:: THE INPUT

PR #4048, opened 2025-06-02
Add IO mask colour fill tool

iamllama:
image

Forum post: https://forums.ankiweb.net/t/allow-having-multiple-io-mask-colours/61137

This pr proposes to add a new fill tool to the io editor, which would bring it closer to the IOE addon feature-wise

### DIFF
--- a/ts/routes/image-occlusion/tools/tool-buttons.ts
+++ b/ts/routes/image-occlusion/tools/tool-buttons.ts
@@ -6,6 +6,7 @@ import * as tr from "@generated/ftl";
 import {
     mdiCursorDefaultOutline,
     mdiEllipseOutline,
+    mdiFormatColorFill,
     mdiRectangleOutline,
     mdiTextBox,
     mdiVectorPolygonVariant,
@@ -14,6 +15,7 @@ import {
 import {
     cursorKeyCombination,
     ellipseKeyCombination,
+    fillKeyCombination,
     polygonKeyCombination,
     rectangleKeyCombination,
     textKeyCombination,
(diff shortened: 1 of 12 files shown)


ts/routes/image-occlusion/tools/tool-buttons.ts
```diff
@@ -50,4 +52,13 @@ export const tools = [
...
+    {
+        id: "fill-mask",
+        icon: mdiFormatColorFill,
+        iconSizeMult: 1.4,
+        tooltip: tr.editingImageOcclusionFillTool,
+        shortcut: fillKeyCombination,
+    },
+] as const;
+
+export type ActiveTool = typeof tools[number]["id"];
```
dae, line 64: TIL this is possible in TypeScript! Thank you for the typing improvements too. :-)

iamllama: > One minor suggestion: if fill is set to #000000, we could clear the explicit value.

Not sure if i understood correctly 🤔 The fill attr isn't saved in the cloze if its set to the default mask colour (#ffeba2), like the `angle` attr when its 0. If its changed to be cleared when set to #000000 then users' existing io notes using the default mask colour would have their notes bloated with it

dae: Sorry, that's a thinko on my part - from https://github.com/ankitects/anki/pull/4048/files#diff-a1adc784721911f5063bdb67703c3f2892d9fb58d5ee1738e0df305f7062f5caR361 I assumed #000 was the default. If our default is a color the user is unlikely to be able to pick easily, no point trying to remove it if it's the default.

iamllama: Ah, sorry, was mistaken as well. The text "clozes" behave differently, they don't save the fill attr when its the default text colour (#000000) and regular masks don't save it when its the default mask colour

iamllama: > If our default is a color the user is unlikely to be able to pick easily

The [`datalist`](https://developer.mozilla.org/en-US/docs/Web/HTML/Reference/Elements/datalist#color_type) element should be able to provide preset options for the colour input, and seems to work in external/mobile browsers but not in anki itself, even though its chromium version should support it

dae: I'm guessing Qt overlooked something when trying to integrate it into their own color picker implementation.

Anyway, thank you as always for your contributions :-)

::::
:: THE INPUT

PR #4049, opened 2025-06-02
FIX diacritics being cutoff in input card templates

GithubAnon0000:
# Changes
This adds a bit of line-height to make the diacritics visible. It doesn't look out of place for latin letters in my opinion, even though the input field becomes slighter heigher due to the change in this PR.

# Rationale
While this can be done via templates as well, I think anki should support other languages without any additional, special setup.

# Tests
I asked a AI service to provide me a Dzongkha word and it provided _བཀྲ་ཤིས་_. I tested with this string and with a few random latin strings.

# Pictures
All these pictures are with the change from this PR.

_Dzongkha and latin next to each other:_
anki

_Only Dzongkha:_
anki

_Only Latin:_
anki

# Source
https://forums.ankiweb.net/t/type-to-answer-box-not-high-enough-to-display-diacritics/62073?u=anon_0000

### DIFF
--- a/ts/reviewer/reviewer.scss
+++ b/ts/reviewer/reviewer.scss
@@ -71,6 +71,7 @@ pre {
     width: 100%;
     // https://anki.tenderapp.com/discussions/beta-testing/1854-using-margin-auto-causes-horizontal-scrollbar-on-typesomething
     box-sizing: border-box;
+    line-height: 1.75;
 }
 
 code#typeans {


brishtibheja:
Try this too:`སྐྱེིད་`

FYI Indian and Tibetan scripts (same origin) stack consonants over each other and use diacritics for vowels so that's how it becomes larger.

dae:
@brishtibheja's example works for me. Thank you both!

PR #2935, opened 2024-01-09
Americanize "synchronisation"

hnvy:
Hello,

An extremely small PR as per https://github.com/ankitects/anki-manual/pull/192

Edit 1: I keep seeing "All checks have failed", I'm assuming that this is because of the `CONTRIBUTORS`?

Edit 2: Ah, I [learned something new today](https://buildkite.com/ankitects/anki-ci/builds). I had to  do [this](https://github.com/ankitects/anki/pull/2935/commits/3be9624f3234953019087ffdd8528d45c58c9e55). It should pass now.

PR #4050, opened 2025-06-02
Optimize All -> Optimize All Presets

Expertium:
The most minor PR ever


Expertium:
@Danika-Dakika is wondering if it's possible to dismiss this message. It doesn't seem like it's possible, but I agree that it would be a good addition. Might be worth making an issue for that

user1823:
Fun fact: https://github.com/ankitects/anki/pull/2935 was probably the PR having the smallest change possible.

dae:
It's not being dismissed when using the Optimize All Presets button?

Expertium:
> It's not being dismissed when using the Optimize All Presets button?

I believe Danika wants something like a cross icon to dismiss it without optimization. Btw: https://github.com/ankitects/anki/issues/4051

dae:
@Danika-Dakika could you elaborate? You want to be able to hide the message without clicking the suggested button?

::::
:: THE INPUT

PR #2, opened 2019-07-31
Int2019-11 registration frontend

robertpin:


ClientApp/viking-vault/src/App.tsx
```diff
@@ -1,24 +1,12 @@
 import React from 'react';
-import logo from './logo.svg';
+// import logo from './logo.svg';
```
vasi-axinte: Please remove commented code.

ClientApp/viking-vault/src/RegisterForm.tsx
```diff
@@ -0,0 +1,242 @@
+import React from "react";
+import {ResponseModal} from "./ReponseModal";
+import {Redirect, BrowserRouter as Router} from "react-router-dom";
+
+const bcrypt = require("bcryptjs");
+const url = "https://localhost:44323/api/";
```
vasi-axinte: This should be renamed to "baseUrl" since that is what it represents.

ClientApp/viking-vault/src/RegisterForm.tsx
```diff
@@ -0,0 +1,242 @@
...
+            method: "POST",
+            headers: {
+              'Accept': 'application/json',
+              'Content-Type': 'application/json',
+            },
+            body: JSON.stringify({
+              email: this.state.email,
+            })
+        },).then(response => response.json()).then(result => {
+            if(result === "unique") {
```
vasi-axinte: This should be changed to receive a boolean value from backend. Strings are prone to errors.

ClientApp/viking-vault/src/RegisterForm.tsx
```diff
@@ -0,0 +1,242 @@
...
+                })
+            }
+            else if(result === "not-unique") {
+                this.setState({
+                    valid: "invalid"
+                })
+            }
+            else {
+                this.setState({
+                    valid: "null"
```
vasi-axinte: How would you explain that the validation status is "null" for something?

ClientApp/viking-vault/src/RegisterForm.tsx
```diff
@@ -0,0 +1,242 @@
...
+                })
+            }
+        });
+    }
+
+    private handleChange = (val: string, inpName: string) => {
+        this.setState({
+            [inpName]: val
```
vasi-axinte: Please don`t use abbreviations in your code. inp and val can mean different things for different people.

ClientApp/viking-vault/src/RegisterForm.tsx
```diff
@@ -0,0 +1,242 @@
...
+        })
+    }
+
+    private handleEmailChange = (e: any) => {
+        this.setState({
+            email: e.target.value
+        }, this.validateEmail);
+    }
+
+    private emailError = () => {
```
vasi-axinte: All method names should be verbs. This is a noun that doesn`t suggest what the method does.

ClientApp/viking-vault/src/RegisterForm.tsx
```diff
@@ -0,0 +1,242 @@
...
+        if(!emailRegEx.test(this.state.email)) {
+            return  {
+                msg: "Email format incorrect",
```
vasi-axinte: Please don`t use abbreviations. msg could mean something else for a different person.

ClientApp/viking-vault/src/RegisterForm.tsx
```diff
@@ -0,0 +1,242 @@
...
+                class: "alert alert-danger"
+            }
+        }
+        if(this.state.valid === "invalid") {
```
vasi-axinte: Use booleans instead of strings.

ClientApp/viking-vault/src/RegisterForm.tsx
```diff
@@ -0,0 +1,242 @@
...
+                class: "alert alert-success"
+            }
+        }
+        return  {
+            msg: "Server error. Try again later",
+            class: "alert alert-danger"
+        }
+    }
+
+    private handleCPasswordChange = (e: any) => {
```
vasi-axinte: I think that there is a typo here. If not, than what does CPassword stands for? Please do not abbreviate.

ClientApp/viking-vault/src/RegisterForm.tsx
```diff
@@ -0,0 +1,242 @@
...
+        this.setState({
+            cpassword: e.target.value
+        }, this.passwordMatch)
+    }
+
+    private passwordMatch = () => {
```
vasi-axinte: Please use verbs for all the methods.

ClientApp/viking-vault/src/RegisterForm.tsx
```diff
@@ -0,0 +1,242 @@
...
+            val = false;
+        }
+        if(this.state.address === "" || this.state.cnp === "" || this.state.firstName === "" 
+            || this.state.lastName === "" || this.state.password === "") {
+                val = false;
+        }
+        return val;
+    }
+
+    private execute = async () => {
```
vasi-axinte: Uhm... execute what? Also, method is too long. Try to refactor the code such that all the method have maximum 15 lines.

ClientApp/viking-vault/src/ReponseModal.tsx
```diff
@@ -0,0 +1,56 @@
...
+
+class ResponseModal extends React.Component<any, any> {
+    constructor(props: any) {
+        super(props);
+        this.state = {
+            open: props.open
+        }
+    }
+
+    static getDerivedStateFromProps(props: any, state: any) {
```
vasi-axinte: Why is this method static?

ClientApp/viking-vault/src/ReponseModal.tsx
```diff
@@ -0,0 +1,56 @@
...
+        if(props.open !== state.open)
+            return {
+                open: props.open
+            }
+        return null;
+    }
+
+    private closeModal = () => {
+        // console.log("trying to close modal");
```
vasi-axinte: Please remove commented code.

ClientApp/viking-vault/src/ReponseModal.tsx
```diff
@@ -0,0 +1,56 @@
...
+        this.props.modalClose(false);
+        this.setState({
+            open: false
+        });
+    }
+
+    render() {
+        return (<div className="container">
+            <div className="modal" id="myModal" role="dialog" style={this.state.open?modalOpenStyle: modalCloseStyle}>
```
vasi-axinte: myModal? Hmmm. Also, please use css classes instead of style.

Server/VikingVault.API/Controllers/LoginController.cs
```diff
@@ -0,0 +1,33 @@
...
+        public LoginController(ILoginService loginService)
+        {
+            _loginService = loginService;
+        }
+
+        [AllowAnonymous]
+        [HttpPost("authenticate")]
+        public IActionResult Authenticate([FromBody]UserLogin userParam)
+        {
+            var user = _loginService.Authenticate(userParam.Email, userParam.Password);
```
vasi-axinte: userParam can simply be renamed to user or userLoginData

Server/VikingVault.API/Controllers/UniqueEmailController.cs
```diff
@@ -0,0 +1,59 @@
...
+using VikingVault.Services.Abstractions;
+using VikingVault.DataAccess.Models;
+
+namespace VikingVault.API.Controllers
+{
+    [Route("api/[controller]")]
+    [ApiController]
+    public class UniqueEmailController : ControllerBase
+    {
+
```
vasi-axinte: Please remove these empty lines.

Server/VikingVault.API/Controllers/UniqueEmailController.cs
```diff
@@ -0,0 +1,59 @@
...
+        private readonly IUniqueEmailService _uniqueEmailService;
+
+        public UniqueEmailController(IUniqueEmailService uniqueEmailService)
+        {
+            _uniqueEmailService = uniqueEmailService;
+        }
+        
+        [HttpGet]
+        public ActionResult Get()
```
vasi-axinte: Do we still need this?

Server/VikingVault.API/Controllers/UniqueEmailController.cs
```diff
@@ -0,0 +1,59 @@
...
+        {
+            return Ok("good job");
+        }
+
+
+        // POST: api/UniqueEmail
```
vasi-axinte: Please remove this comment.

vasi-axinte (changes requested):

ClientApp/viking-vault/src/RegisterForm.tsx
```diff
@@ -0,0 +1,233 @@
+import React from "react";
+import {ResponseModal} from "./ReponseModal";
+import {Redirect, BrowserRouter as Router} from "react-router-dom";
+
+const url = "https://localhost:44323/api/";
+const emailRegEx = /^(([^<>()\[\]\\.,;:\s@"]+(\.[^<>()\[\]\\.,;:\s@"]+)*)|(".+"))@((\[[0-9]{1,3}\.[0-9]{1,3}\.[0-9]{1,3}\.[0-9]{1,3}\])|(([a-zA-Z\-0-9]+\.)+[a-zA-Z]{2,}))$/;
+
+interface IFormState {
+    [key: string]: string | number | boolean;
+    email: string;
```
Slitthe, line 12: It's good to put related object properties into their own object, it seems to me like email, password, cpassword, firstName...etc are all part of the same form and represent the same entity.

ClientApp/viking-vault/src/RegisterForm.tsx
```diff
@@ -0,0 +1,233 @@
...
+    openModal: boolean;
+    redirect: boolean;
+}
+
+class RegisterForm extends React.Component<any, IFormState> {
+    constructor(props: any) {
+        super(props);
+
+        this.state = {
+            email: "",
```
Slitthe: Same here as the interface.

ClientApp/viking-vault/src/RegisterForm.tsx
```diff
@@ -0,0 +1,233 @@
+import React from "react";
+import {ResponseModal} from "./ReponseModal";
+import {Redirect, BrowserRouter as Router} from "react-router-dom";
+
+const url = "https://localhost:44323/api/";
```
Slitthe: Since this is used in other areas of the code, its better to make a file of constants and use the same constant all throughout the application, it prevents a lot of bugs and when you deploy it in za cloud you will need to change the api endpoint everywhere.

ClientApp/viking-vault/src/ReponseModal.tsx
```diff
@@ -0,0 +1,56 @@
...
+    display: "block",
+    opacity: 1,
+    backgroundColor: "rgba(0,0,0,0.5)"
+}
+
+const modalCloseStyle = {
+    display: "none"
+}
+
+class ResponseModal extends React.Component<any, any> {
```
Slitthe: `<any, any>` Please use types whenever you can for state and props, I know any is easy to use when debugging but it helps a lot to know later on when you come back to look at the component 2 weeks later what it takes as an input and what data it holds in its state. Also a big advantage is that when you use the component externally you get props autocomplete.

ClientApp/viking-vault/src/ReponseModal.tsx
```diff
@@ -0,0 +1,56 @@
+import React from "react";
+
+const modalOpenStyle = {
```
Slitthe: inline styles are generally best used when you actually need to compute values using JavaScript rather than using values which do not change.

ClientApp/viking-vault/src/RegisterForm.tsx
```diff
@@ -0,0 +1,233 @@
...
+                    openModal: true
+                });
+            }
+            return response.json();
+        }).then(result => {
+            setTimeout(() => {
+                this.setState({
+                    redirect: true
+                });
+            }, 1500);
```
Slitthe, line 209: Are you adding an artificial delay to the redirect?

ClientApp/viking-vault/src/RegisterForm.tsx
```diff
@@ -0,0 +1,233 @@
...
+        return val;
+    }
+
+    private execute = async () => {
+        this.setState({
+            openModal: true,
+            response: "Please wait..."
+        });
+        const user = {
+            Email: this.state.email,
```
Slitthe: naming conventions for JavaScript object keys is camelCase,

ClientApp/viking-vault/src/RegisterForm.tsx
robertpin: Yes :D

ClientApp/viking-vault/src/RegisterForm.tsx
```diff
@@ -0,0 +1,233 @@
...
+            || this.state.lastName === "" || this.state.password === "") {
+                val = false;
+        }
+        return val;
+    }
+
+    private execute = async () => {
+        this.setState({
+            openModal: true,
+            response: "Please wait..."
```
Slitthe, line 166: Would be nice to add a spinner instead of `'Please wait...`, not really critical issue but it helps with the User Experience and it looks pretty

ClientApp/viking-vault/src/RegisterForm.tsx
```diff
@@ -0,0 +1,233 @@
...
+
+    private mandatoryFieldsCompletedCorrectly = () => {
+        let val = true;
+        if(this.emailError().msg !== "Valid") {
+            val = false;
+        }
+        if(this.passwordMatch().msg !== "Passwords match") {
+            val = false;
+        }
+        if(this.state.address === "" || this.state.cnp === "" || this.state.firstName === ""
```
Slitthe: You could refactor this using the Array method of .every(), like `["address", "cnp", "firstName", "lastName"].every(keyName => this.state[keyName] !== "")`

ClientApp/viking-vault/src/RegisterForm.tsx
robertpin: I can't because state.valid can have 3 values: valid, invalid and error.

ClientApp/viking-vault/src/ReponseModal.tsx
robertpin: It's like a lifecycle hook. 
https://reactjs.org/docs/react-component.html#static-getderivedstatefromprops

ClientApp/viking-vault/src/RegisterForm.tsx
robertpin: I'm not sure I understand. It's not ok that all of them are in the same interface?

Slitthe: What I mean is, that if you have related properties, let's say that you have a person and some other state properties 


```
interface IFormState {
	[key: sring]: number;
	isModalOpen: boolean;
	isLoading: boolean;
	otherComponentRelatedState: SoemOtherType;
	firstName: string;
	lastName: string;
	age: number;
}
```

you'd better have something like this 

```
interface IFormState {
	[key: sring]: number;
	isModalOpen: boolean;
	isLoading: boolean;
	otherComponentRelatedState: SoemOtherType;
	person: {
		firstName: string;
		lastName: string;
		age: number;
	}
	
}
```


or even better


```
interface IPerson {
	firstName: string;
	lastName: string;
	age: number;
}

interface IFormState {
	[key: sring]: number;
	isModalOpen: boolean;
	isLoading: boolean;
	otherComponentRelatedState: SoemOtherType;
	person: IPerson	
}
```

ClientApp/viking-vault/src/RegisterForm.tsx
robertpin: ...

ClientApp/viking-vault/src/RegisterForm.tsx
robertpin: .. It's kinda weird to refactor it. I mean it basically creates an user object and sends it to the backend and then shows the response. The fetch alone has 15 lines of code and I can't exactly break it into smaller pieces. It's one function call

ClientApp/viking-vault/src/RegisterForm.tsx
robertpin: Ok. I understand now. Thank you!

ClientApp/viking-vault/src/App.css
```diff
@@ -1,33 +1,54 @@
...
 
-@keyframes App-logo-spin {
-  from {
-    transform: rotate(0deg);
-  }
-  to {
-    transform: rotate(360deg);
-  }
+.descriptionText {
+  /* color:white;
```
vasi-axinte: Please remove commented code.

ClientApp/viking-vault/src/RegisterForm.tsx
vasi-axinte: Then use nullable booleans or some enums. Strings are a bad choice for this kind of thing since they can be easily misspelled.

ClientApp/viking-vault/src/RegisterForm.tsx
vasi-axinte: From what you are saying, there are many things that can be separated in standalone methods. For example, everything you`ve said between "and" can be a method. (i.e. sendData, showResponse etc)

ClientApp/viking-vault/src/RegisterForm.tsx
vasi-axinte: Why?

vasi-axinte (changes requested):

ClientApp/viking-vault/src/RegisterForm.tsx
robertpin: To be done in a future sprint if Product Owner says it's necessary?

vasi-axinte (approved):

::::

__PROMPT__.
Copy only this part of the entries above: the line with "width: 100%;", the line with "Fun fact: https://github.com/ankitects/anki/pull/2935", and the lines between, all exactly as written.

__OUTPUT OF THE TASK__.
     width: 100%;
     // https://anki.tenderapp.com/discussions/beta-testing/1854-using-margin-auto-causes-horizontal-scrollbar-on-typesomething
     box-sizing: border-box;
+    line-height: 1.75;
 }
 
 code#typeans {


brishtibheja:
Try this too:`སྐྱེིད་`

FYI Indian and Tibetan scripts (same origin) stack consonants over each other and use diacritics for vowels so that's how it becomes larger.

dae:
@brishtibheja's example works for me. Thank you both!

PR #2935, opened 2024-01-09
Americanize "synchronisation"

hnvy:
Hello,

An extremely small PR as per https://github.com/ankitects/anki-manual/pull/192

Edit 1: I keep seeing "All checks have failed", I'm assuming that this is because of the `CONTRIBUTORS`?

Edit 2: Ah, I [learned something new today](https://buildkite.com/ankitects/anki-ci/builds). I had to  do [this](https://github.com/ankitects/anki/pull/2935/commits/3be9624f3234953019087ffdd8528d45c58c9e55). It should pass now.

PR #4050, opened 2025-06-02
Optimize All -> Optimize All Presets

Expertium:
The most minor PR ever


Expertium:
@Danika-Dakika is wondering if it's possible to dismiss this message. It doesn't seem like it's possible, but I agree that it would be a good addition. Might be worth making an issue for that

user1823:
Fun fact: https://github.com/ankitects/anki/pull/2935 was probably the PR having the smallest change possible.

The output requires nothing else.